------ Dataset content
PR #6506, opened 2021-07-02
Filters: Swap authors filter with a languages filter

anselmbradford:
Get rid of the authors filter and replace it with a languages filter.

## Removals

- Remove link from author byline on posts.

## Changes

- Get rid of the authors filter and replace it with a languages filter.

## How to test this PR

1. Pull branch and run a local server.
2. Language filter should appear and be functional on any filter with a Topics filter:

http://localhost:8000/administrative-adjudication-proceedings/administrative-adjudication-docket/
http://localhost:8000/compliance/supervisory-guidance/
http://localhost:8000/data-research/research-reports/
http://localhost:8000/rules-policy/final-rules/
------------
------ Dataset content
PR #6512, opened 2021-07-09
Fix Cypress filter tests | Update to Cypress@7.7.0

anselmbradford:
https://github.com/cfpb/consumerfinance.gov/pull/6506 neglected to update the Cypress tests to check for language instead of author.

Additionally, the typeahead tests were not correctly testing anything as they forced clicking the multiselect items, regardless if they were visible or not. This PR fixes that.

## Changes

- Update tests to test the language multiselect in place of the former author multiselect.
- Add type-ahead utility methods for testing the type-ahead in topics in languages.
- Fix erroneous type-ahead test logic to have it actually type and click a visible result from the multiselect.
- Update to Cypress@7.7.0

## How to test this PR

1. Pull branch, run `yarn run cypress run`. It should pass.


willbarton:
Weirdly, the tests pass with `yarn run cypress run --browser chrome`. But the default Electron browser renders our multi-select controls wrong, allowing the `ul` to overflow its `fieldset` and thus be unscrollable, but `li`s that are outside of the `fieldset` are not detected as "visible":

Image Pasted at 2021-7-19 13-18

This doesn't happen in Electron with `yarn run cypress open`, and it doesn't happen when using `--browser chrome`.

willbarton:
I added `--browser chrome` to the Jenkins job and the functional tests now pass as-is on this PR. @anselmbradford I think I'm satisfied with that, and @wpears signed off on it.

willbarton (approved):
------------
------ Dataset content
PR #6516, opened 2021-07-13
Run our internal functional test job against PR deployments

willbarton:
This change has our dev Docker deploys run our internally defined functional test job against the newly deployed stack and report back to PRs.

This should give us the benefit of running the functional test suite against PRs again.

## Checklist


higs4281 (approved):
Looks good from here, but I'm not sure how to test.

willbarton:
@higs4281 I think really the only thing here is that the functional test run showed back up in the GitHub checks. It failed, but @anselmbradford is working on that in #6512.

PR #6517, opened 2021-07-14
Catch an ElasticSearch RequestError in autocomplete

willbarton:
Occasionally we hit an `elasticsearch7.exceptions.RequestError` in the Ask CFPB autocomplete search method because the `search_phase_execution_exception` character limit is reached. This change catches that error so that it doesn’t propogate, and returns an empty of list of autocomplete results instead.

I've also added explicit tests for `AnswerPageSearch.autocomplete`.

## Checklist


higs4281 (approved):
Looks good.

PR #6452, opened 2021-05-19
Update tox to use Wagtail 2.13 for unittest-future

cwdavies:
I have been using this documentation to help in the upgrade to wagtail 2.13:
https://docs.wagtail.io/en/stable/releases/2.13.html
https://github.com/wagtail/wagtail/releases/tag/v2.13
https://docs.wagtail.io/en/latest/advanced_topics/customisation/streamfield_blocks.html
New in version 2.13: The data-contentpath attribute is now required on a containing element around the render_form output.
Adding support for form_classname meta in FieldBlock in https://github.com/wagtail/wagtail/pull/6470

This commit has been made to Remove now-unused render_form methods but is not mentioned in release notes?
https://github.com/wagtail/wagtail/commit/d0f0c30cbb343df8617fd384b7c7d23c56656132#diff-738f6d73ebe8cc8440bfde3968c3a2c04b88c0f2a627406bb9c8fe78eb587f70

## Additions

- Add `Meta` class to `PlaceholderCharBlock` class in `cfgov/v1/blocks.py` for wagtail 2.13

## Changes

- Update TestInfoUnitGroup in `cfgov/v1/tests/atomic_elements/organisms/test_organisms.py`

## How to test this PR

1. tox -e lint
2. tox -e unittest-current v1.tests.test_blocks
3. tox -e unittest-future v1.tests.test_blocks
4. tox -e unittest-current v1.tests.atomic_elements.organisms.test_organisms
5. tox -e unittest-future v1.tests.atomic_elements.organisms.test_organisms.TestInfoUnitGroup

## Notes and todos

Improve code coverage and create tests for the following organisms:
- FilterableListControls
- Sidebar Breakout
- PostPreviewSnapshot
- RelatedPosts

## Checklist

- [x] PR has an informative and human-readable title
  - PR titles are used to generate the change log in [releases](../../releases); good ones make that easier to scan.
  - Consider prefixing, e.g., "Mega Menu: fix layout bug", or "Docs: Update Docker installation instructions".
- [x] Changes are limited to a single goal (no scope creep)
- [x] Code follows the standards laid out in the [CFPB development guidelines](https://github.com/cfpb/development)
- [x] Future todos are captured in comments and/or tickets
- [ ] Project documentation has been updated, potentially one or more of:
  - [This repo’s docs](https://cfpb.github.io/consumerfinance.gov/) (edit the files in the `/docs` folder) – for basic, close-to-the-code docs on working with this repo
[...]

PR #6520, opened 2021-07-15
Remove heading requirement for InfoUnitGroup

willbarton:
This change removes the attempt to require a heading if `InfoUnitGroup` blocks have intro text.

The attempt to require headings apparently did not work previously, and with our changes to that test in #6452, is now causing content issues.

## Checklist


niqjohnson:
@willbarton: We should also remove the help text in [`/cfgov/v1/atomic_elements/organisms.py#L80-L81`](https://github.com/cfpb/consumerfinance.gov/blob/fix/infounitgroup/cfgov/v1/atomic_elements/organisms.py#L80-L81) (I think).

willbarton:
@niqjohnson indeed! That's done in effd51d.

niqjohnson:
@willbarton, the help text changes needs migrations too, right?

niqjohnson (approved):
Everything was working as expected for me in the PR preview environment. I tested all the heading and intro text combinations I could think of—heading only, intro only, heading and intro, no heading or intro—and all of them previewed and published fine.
------------
Task goal: Could you set down, word for word, only the lines above from the line with "Filters: Swap authors" to the line with "1. Pull branch and run a local server.", including both?

Exercise solution:
Filters: Swap authors filter with a languages filter

anselmbradford:
Get rid of the authors filter and replace it with a languages filter.

## Removals

- Remove link from author byline on posts.

## Changes

- Get rid of the authors filter and replace it with a languages filter.

## How to test this PR

1. Pull branch and run a local server.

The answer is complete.